Collected data entries
------------------------
PR #2686, opened 2019-05-09
Error codes implementation

Piankero:
## Basics

## Checklist

need to be checked.

- [ ] I added unit tests
- [x] meta data is updated (e.g. README.md of plugins and doc/METADATA.md)

## Review

## Merging

### DIFF
--- a/src/bindings/cpp/include/kdbplugin.hpp
+++ b/src/bindings/cpp/include/kdbplugin.hpp
@@ -76,7 +76,6 @@ private:
 		catch (const char * msg)
 		{
 #ifdef KDBERRORS_H
-			// TODO: Correct?
 			ELEKTRA_ADD_PLUGIN_MISBHV_WARNINGF (errorKey, "Could not create C++ plugin: %s", msg);
 #endif
 			return -1;
--- a/src/bindings/cpp/include/kdbplugin.hpp
+++ b/src/bindings/cpp/include/kdbplugin.hpp
@@ -77,7 +77,7 @@ private:
 		{
 #ifdef KDBERRORS_H
 			// TODO: Correct?
-			ELEKTRA_ADD_BROKEN_PLUGIN_WARNINGF (errorKey, "Could not create C++ plugin: %s", msg);
+			ELEKTRA_ADD_PLUGIN_MISBHV_WARNINGF (errorKey, "Could not create C++ plugin: %s", msg);
 #endif
 			return -1;
 		}
--- a/src/bindings/cpp/include/kdbplugin.hpp
+++ b/src/bindings/cpp/include/kdbplugin.hpp
@@ -76,7 +76,7 @@ private:
 		catch (const char * msg)
 		{
 #ifdef KDBERRORS_H
-			ELEKTRA_ADD_PLUGIN_MISBEHAVIOR_WARNINGF (errorKey, "Could not create C++ plugin: %s", msg);
+			ELEKTRA_ADD_PLUGIN_MISBEHAVIOR_WARNINGF (errorKey, "Could not create C++ plugin. Reason: %s", msg);
 #endif
 			return -1;
 		}
--- a/src/bindings/cpp/include/kdbplugin.hpp
+++ b/src/bindings/cpp/include/kdbplugin.hpp
@@ -76,7 +76,7 @@ private:
 		catch (const char * msg)
 		{
 #ifdef KDBERRORS_H
-			ELEKTRA_ADD_PLUGIN_MISBHV_WARNINGF (errorKey, "Could not create C++ plugin: %s", msg);
+			ELEKTRA_ADD_PLUGIN_MISBEHAVIOR_WARNINGF (errorKey, "Could not create C++ plugin: %s", msg);
 #endif
 			return -1;
 		}
--- a/src/error/exporterrors.cpp
+++ b/src/error/exporterrors.cpp
@@ -249,7 +249,7 @@ static ostream & printKDBErrors (ostream & os, parse_t & p)
 				os << "	va_list arg;" << endl
 				   << "	va_start(arg, module);" << endl
 				   << "	char * r = elektraVFormat(reason, arg);" << endl
-				   << " 	if(meta)" << endl
+				   << " 	if (meta)" << endl
 				   << "			keySetMeta(errorKey, buffer, r);" << endl
 				   << " 	else" << endl
 				   << "			keySetMeta(errorKey, \"error/reason\", "
@@ -260,7 +260,7 @@ static ostream & printKDBErrors (ostream & os, parse_t & p)
 			}
 			else
 			{
-				os << " 	if(meta)" << endl
+				os << " 	if (meta)" << endl
 				   << "			keySetMeta(errorKey, buffer, reason);" << endl
 				   << " 	else" << endl
 				   << "			keySetMeta(errorKey, \"error/reason\", reason);" << endl;
@@ -293,7 +293,7 @@ static ostream & printKDBErrors (ostream & os, parse_t & p)
 	os << "static inline void elektraTriggerWarnings (const char *nr, Key *parentKey, const char *message)" << endl << "{" << endl;
 	for (size_t i = 1; i < p.size (); ++i)
 	{
-		os << "	if(strcmp(nr, \"" << p[i]["number"] << "\") == 0)" << endl << "	{" << endl;
+		os << "	if (strcmp(nr, \"" << p[i]["number"] << "\") == 0)" << endl << "	{" << endl;
 		os << "		ELEKTRA_ADD_" << p[i]["macro"] << "_WARNING (parentKey, message);" << endl
 		   << "		return;" << endl
 		   << "	}" << endl;
@@ -302,7 +302,7 @@ static ostream & printKDBErrors (ostream & os, parse_t & p)
 	os << "static inline void elektraTriggerError (const char *nr, Key *parentKey, const char *message)" << endl << "{" << endl;
 	for (size_t i = 1; i < p.size (); ++i)
 	{
-		os << "	if(strcmp(nr, \"" << p[i]["number"] << "\") == 0)" << endl << "	{" << endl;
+		os << "	if (strcmp(nr, \"" << p[i]["number"] << "\") == 0)" << endl << "	{" << endl;
 		os << "		ELEKTRA_SET_" << p[i]["macro"] << "_ERROR (parentKey, message);" << endl
 		   << "		return;" << endl
 		   << "	}" << endl;
--- a/src/error/exporterrors.cpp
+++ b/src/error/exporterrors.cpp
@@ -298,7 +298,7 @@ static ostream & printKDBErrors (ostream & os, parse_t & p)
 		   << "		return;" << endl
 		   << "	}" << endl;
 	}
-	os << "	ELEKTRA_ADD_INTERNAL_WARNING (parentKey, \"Unkown warning code\");" << endl << "}" << endl << "" << endl;
+	os << "	ELEKTRA_ADD_INTERNAL_WARNINGF (parentKey, \"Unkown warning code %s\", nr);" << endl << "}" << endl << "" << endl;
 	os << "static inline void elektraTriggerError (const char *nr, Key *parentKey, const char *message)" << endl << "{" << endl;
 	for (size_t i = 1; i < p.size (); ++i)
 	{
@@ -307,7 +307,7 @@ static ostream & printKDBErrors (ostream & os, parse_t & p)
 		   << "		return;" << endl
 		   << "	}" << endl;
 	}
-	os << "	ELEKTRA_SET_INTERNAL_ERROR (parentKey, \"Unkown error code\");" << endl << "}" << endl;
+	os << "	ELEKTRA_SET_INTERNAL_ERRORF (parentKey, \"Unkown error code %s\", nr);" << endl << "}" << endl;
 
 	os << "#endif" << endl;
 	return os;
--- a/src/error/exporterrors.cpp
+++ b/src/error/exporterrors.cpp
@@ -129,7 +129,9 @@ static ostream & printKDBErrors (ostream & os, parse_t & p)
 			   << "	keySetMeta(warningKey, buffer, \"" << p[i]["number"] << "\");" << endl
 			   << "	buffer[12] = '\\0'; strcat(buffer, \"/description\");" << endl
 			   << "	keySetMeta(warningKey, buffer, \"" << p[i]["description"] << "\");" << endl
-			   << "	buffer[12] = '\\0'; strcat(buffer, \"/module\");" << endl
+			   << "	buffer[12] = '\\0'; strcat(buffer, \"/module\");"
+			   << endl
+			   // TODO: Not the best implementation, fix if better way is found
 			   << "	if (strcmp(module, \"ELEKTRA_MODULE_NAME\") == 0) module = \"kdb\";" << endl
 			   << "	keySetMeta(warningKey, buffer, module);" << endl
 			   << "	buffer[12] = '\\0'; strcat(buffer, \"/file\");" << endl // should be called sourcefile
@@ -203,7 +205,9 @@ static ostream & printKDBErrors (ostream & os, parse_t & p)
 			   << "		keySetMeta(errorKey, buffer, \"" << p[i]["number"] << "\");" << endl
 			   << "		buffer[12] = '\\0'; strcat(buffer, \"/description\");" << endl
 			   << "		keySetMeta(errorKey, buffer, \"" << p[i]["description"] << "\");" << endl
-			   << "		buffer[12] = '\\0'; strcat(buffer, \"/module\");" << endl
+			   << "		buffer[12] = '\\0'; strcat(buffer, \"/module\");"
+			   << endl
+			   // TODO: Not the best implementation, fix if better way is found
 			   << "		if (strcmp(module, \"ELEKTRA_MODULE_NAME\") == 0) module = \"kdb\";" << endl
 			   << "		keySetMeta(errorKey, buffer, module);" << endl
 			   << "		buffer[12] = '\\0'; strcat(buffer, \"/file\");" << endl // should be called sourcefile
@@ -222,7 +226,9 @@ static ostream & printKDBErrors (ostream & os, parse_t & p)
 			   << "number description  module file line function reason"
 			   << "\");" << endl
 			   << "		keySetMeta(errorKey, \"error/number\", \"" << p[i]["number"] << "\");" << endl
-			   << "		keySetMeta(errorKey, \"error/description\", \"" << p[i]["description"] << "\");" << endl
+			   << "		keySetMeta(errorKey, \"error/description\", \"" << p[i]["description"] << "\");"
+			   << endl
+			   // TODO: Not the best implementation, fix if better way is found
 			   << "		if (strcmp(module, \"ELEKTRA_MODULE_NAME\") == 0) module = \"kdb\";" << endl
 			   << "		keySetMeta(errorKey, \"error/module\", module);" << endl
 			   << "		keySetMeta(errorKey, \"error/file\", "
--- a/src/error/exporterrors.cpp
+++ b/src/error/exporterrors.cpp
@@ -130,6 +130,7 @@ static ostream & printKDBErrors (ostream & os, parse_t & p)
 			   << "	buffer[12] = '\\0'; strcat(buffer, \"/description\");" << endl
 			   << "	keySetMeta(warningKey, buffer, \"" << p[i]["description"] << "\");" << endl
 			   << "	buffer[12] = '\\0'; strcat(buffer, \"/module\");" << endl
+			   << "	if (strcmp(module, \"ELEKTRA_MODULE_NAME\") == 0) module = \"kdb\";" << endl
 			   << "	keySetMeta(warningKey, buffer, module);" << endl
 			   << "	buffer[12] = '\\0'; strcat(buffer, \"/file\");" << endl // should be called sourcefile
 			   << "	keySetMeta(warningKey, buffer, file);" << endl
@@ -203,6 +204,7 @@ static ostream & printKDBErrors (ostream & os, parse_t & p)
 			   << "		buffer[12] = '\\0'; strcat(buffer, \"/description\");" << endl
 			   << "		keySetMeta(errorKey, buffer, \"" << p[i]["description"] << "\");" << endl
 			   << "		buffer[12] = '\\0'; strcat(buffer, \"/module\");" << endl
+			   << "		if (strcmp(module, \"ELEKTRA_MODULE_NAME\") == 0) module = \"kdb\";" << endl
 			   << "		keySetMeta(errorKey, buffer, module);" << endl
 			   << "		buffer[12] = '\\0'; strcat(buffer, \"/file\");" << endl // should be called sourcefile
 			   << "		keySetMeta(errorKey, buffer, file);" << endl
@@ -221,6 +223,7 @@ static ostream & printKDBErrors (ostream & os, parse_t & p)
 			   << "\");" << endl
 			   << "		keySetMeta(errorKey, \"error/number\", \"" << p[i]["number"] << "\");" << endl
 			   << "		keySetMeta(errorKey, \"error/description\", \"" << p[i]["description"] << "\");" << endl
+			   << "		if (strcmp(module, \"ELEKTRA_MODULE_NAME\") == 0) module = \"kdb\";" << endl
 			   << "		keySetMeta(errorKey, \"error/module\", module);" << endl
 			   << "		keySetMeta(errorKey, \"error/file\", "
 			   << "file"
--- a/src/error/exporterrors.cpp
+++ b/src/error/exporterrors.cpp
@@ -128,7 +128,7 @@ static ostream & printKDBErrors (ostream & os, parse_t & p)
 			   << "	strcat(buffer, \"/number\" );" << endl
 			   << "	keySetMeta(warningKey, buffer, \"" << p[i]["number"] << "\");" << endl
 			   << "	buffer[12] = '\\0'; strcat(buffer, \"/description\");" << endl
-			   << "	keySetMeta(warningKey, buffer, \"" << p[i]["description"] << "\");" <<  endl
+			   << "	keySetMeta(warningKey, buffer, \"" << p[i]["description"] << "\");" << endl
 			   << "	buffer[12] = '\\0'; strcat(buffer, \"/module\");" << endl
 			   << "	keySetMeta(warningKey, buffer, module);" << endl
------------------------
* [WORK TO COMPLETE]: Among the lines above, find each one containing the string "message" and copy it.

* [ANSWER TO THIS TASK]:
 	os << "static inline void elektraTriggerWarnings (const char *nr, Key *parentKey, const char *message)" << endl << "{" << endl;
 		os << "		ELEKTRA_ADD_" << p[i]["macro"] << "_WARNING (parentKey, message);" << endl
 	os << "static inline void elektraTriggerError (const char *nr, Key *parentKey, const char *message)" << endl << "{" << endl;
 		os << "		ELEKTRA_SET_" << p[i]["macro"] << "_ERROR (parentKey, message);" << endl
 	os << "static inline void elektraTriggerError (const char *nr, Key *parentKey, const char *message)" << endl << "{" << endl;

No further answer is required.